PR #3980, opened 2018-12-13
Datatable dropdown usability tweaks

bennothommo:
Adds a couple of usability tweaks to the dropdown cell type in the data table widget, to more closely mimic a native dropdown field.

1. Pressing the up or down arrow keys when the cell is focused but with the dropdown closed will select the previous or next item automatically and set it as the cell value. This does prevent the usual table function of going to the previous or next row when focused on a dropdown cell, but I think it's a worthwhile trade-off. When the dropdown is open, the up and down arrows work the same as previously implemented.

2. Typing out characters will initiate a search and select the first matching option automatically and set it as the cell value. For example, for the following options:
- Apples
- Oranges
- Bananas
Typing out `o` and `r` on the keyboard will automatically select the Oranges option.

### DIFF
--- a/modules/backend/widgets/table/assets/css/table.css
+++ b/modules/backend/widgets/table/assets/css/table.css
@@ -395,9 +395,7 @@ html.cssanimations .control-table td[data-column-type=dropdown] [data-view-conta
   cursor: pointer;
   outline: none;
 }
-.table-control-dropdown-list li:hover,
-.table-control-dropdown-list li:focus,
-.table-control-dropdown-list li.selected {
+.table-control-dropdown-list li:focus {
   background: #34495e;
   color: white;
 }
--- a/modules/backend/widgets/table/assets/js/build-min.js
+++ b/modules/backend/widgets/table/assets/js/build-min.js
@@ -279,7 +279,7 @@ if(ev.keyCode==68&&ev.altKey&&this.options.deleting){this.deleteRecord()
 this.stopEvent(ev)
 return}
 for(var i=0,len=this.options.columns.length;i<len;i++){var column=this.options.columns[i].key
-this.cellProcessors[column].onKeyDown(ev)}
+if(this.cellProcessors[column].onKeyDown(ev)===false){return}}
 if(this.navigation.onKeydown(ev)===false){return}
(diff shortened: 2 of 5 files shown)


LukeTowers:
Could you provide some gifs of this in action?

bennothommo:
Sorry for the delay - trying to work out video editing on Linux :P

Example of pressing the up and down arrow keys on the dropdown cells in a data table:
Up Down Arrow Example

Example of typing out the specific data type in the dropdown cells:
Typing Example

bennothommo:
@w20k Done :)

LukeTowers:
@w20k let me know when you're done testing this. @bennothommo looks great, this is something that's bugged me for a long time!

w20k:
@LukeTowers, will have to look through the commit and that should be it. Tomorrow, I guess 😉

w20k:
@bennothommo found few issues with the drop-down.

**Steps**:
- Open Dropdown, search for closest of the selected element and then move your mouse to select any
**Selectable Madness:**
_(Selected - Integer, searched for a Date. Pressed D-A, and mouseover to Timestamp)_
screenshot 2018-12-15 at 13 30 29

@bennothommo, one more thing, if you don't mind. Could you look at why you can not close drop-down if you select outside of the list? Thanks!

bennothommo:
@w20k Thanks heaps for the feedback. I've changed the behaviour of the dropdown somewhat - now only one item in a dropdown list will be focused at any one time, depending on the last input method used. For example, if you hover over the items, the hovered item will be "focused" and highlighted. If you then press the up or down arrow, or start typing in a search query, the focus will then shift away from the hovered item to the respective new item. This works similar to native dropdown menus.

Example:
Dropdown new behaviour

With regards to the dropdown not hiding when clicked outside the cell, it does hide when you click another cell, but doesn't hide if you click the toolbar or the empty space underneath (even though both are a part of the "table" element). I've added an "unfocusTable" to the click event of the table widget if you click outside its cells, which should hopefully resolve this issue.

w20k:
Awesome! Thanks, @bennothommo!

@LukeTowers, Testing Status - ✅

PR #5899, opened 2025-07-01
Fix lost changes in $result due to wrong variable in str_replace

anik1ng:
@daftspunk found a bug in the original code — https://github.com/octobercms/october/blob/8a1c7546af2d496239117b3e689e87a7caa440b9/modules/backend/widgets/Lists.php#L1547C9-L1556C58

```php
...

$result = $value;
$result = str_replace(' <', '<', $result);

// Add natural spacing between HTML nodes
$result = str_replace("><", '> <', $value); // should use $result instead of $value

// Strip HTML
$result = $original = trim(Html::strip($result));

...
```


daftspunk:
Thanks @anik1ng !

PR #5906, opened 2025-07-04
Add missing french translations

OlinB:
I've added missing french translations mainly for the dashboard, but also for the missing "Update" label (shows up in the update modal for relations).

Can I also modify the translations in `modules/system/assets/js/lang/lang.fr.js` ? or are they somehow generated ?


daftspunk:
Thanks!

PR #5907, opened 2025-07-04
Add a configuration to enable a non-strict role hierarchy.

### LINKED ISSUE #5876: Configurable non strict role hierarchy
For some of our clients, it is necessary for admins to be able to create and manage other admins with the same level of permissions.

Is there a possibility to add a configuration option (e.g. `backend.loose_role_comparaison`) allowing this on a site per site basis ?
As far as I can tell, the only required changes youlw be to the `getRankedRoleOptions` and
`applyRankPermissionsToQuery` methods in the `Users` controller.

OlinB:
Here is my proposition to add a config option to make roles have a non-strict hierarchy (as it was in OCv1 and 2).

In some cases, our customers need to be able to manage each other's accounts without resorting to a shared admin account.

closes #5876

### DIFF
--- a/config/backend.php
+++ b/config/backend.php
@@ -158,6 +158,20 @@ return [
 
     /*
     |--------------------------------------------------------------------------
+    | Strict Role hierarchy
+    |--------------------------------------------------------------------------
+    |
+    | Defines if the backend should enforce a strict role hierarchy.
+    |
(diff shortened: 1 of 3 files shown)


daftspunk:
Thanks for this, it is an interesting concept to allow horizontal management. Using config is the way to go!

PR #5923, opened 2025-08-07
Fix partial name parameter conflict

mihailbishkek:
## Description
Fixes a conflict when using `name` as a parameter in partial tags.

## Problem
When using `{% partial 'test' name='value' %}`, the `name` parameter conflicts with the internal storage of the partial name, causing the partial to fail to load.

## Solution
- Changed internal partial name storage from `'name'` to `'_partial_name'`
- Updated both `PartialTokenParser` and `PartialNode` classes
- Maintains full backward compatibility

## Testing
- [x] Tested with `{% partial 'test' name='123' %}` - works correctly
- [x] Tested with other parameters - works correctly  
- [x] Tested existing functionality - no regressions

## Example

Before (broken):

```twig
{% partial 'sidebar' name='John' %}
```

After (working):

```twig
{% partial 'sidebar' name='John' %}
```

### DIFF
--- a/modules/cms/twig/PartialNode.php
+++ b/modules/cms/twig/PartialNode.php
@@ -58,7 +58,7 @@ class PartialNode extends TwigNode
         if ($options['isAjax']) {
             $compiler
                 ->write("yield '<div data-ajax-partial=\"'.")
-                ->subcompile($this->getNode('name'))
+                ->subcompile($this->getNode('_partial_name'))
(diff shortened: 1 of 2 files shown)


FlusherDock1:
@daftspunk Can confirm that this PR fixes the headache with partial param renaming after upgrade from 3.x to 4.x.

daftspunk:
Thanks!

PR #5936, opened 2025-08-22
Extend .htaccess index.php rule to include website root

johrclaessens:
This PR adds 2 new rules to the .htaccess file to ensure that not only /page/index.php is redirected to /page/, but also the website root: /index.php will redirect to /


daftspunk:
Thanks!

Issue #5926, opened 2025-08-10
Add trigger condition: not_empty


Eeesbksbk:
Please add condition "not_empty" in file october.js

1)
this.conditionValid = "checked" == this.triggerCondition || "unchecked" == this.triggerCondition || "value" == this.triggerCondition;
to
this.conditionValid = "checked" == this.triggerCondition || "unchecked" == this.triggerCondition ||  "not_empty" == this.triggerCondition || "value" == this.triggerCondition;

2)
onConditionChanged() {
                    if ("checked" == this.triggerCondition) this.updateTarget(!!t(this.triggerSelector + ":checked", this.triggerParent).length);
                    else if ("unchecked" == this.triggerCondition) this.updateTarget(!t(this.triggerSelector + ":checked", this.triggerParent).length);

to

onConditionChanged() {
                    if ("checked" == this.triggerCondition) this.updateTarget(!!t(this.triggerSelector + ":checked", this.triggerParent).length);
                    else if ("unchecked" == this.triggerCondition) this.updateTarget(!t(this.triggerSelector + ":checked", this.triggerParent).length);
                   else if ("not_empty" == this.triggerCondition) this.updateTarget(t(this.triggerSelector, this.triggerParent).val() != '');

Thanks...

daftspunk:
This could be `value` without a value specified. Value means not empty, and without a value, it could mean any value (not empty).

Could you provide a usage example of your `not_empty`?

Eeesbksbk:
you mean value, not value[] ?

executioner90:
Hi! 👋

I’d like to work on implementing the `not_empty` trigger condition. 

To clarify its usage, here are some examples across different field types:

1. **Text Field**
```yaml
triggers:
  - field: title
    condition: not_empty
    action: notify_admin
```
Fires when title has any text.

2. **Textarea Field**

```yaml
triggers:
  - field: description
    condition: not_empty
    action: send_email
```
Fires when description has content.

3. **Number Field**

```yaml
triggers:
  - field: quantity
    condition: not_empty
    action: update_inventory
```
Fires if a number is entered (zero counts as a value if valid).

4. **Checkbox Field**

```yaml
triggers:
  - field: terms_accepted
    condition: not_empty
    action: proceed_to_checkout
```
Fires if the checkbox is checked.

So basically:
  -  not_empty is value-agnostic; no exact value is needed.
  -  It should work across different input types.

[...]

PR #5937, opened 2025-08-26
[ISSUE #5926] Trigger action on not empty value when no value passed

executioner90:
Implementing solution for issue #5926


daftspunk:
Sorry @executioner90 

~I think based on #5944 we need to use `not_empty` explicitly. Could you introduce `not_empty` instead of using `value`.~

Edit: Hold the phone. The solution could be `value[*]`. Keep an eye on #5944 for the solution.

Best regards

daftspunk:
Fixed by #5944

PR #5944, opened 2025-09-05
Input trigger with compound empty condition

OlinB:
This PR solves a bug when using trigger conditions and trying to combine an empty condition with a value condition.

All of these worked: 
```yaml
trigger:
    action: hide
    field: my_field
    condition: value[]
    condition: value[myvalue]
    condition: value[myvalue][othervalue]
```

But these did not:
```yaml
trigger:
    action: hide
    field: my_field
    condition: value[][myvalue]
    condition: value[myvalue][]
    condition: value[myvalue][][othervalue]
```

Slightly modifying the regex allows it to match the empty brackets and add an empty string to the list of matches


daftspunk:
Before we merge this, can you check the following works:

`value[]` -- empty value
`value[*]` - any value (not empty)
`value[foobar]` -- value is "foobar"
`value[foobar*]` - value beginning with foobar
`value[*foobar]` - value ending with foobar
`value[*foobar*]` - value containing foobar

It would help solve #5937 and #5926

OlinB:
The wildcards work, but I had to add a special case to handle the `value[*]` case, since it matched with empty values as well.

if I want to add input trigger examples using this syntax to the test-plugin, where should I add them ?

daftspunk:
Looks good!

Potentially add it to the Post update model (plugins/october/test/models/post/fields.yaml) in the Tags tab.

OlinB:
While trying to add an example to the test plugin in tags, I realized the value[] syntax works for empty text inputs, but not for inputs that output an empty array as a value. 
In the case the condition triggers on an empty array, I add an empty string as a value before.

This shouldn't break existing logic, but there may be a case I'm unaware of.

daftspunk:
Thanks!

PR #5948, opened 2025-09-16
Harden plugin discovery to avoid boot-time fatal on unreadable/broken directories

sotiriskast:
- Summary
    - This PR hardens plugin discovery by replacing the RecursiveDirectoryIterator scan with a safe two-level DirectoryIterator loop in PluginManager::getVendorAndPluginNames(). It gracefully skips unreadable or broken directory entries and only registers plugins that contain a Plugin.php file

- Motivation
    - In some environments, RecursiveDirectoryIterator->getChildren() can throw UnexpectedValueException when it encounters a missing/unreadable directory or a broken symlink (e.g., during deployments or partial syncs). This results in a boot-time fatal. The proposed approach avoids recursion exceptions and keeps plugin enumeration resilient.

- What changed
    - Use DirectoryIterator to list vendor and plugin directories.
    - Add is_dir/is_readable checks and skip dot entries.
    - Confirm Plugin.php exists before registering a plugin path.
    - No changes to how plugin namespaces are built or cached.

- Behavior and compatibility
    - Valid plugins continue to be discovered exactly as before.
    - Unreadable/missing/broken directories are skipped instead of causing a fatal.
    - No configuration changes required.

- Tests / Verification
    - With standard plugins under plugins// /Plugin.php, plugins load as usual.
    - Create a broken symlink or unreadable directory under plugins/ and verify the application boots without errors and skips the invalid entry.
    - Clear caches to ensure manifests regenerate:
        - php artisan cache:clear
        - php artisan config:clear

- Performance
    - Equivalent in practice; the scan is shallow (two levels) and avoids exception overhead.

- Risks
    - Minimal; the change narrows discovery to directories that contain Plugin.php, which is already the de facto requirement for a valid plugin.

### DIFF
--- a/modules/system/classes/PluginManager.php
+++ b/modules/system/classes/PluginManager.php
@@ -502,25 +502,54 @@ class PluginManager
         $plugins = [];
 
         $dirPath = plugins_path();
-        if (!is_dir($dirPath)) {
+        if (!is_dir($dirPath) || !is_readable($dirPath)) {
             return $plugins;
         }
 
-        $it = new RecursiveIteratorIterator(
-            new RecursiveDirectoryIterator($dirPath, RecursiveDirectoryIterator::FOLLOW_SYMLINKS)
-        );
-        $it->setMaxDepth(2);
-        $it->rewind();
+        // Iterate vendors directly to avoid recursion exceptions on unreadable children
+        try {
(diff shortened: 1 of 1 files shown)


daftspunk:
Thanks!

PR #5955, opened 2025-10-11
Tailor: translate content group names in Entry Type dropdown

burzuy:
Wrap name with trans() in EntryBlueprint::getEntryTypeOptions() so the Entry Type selector shows translated labels.
Ref: https://talk.octobercms.com/t/how-do-i-set-a-translation-for-a-content-group/2685/5


daftspunk:
Thanks!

....

### Task instructions
Would you print exactly and only the lines of the material above that run from the line with "Add a configuration to" through the line with "For some of", both included?

### Exercise response
Add a configuration to enable a non-strict role hierarchy.

### LINKED ISSUE #5876: Configurable non strict role hierarchy
For some of our clients, it is necessary for admins to be able to create and manage other admins with the same level of permissions.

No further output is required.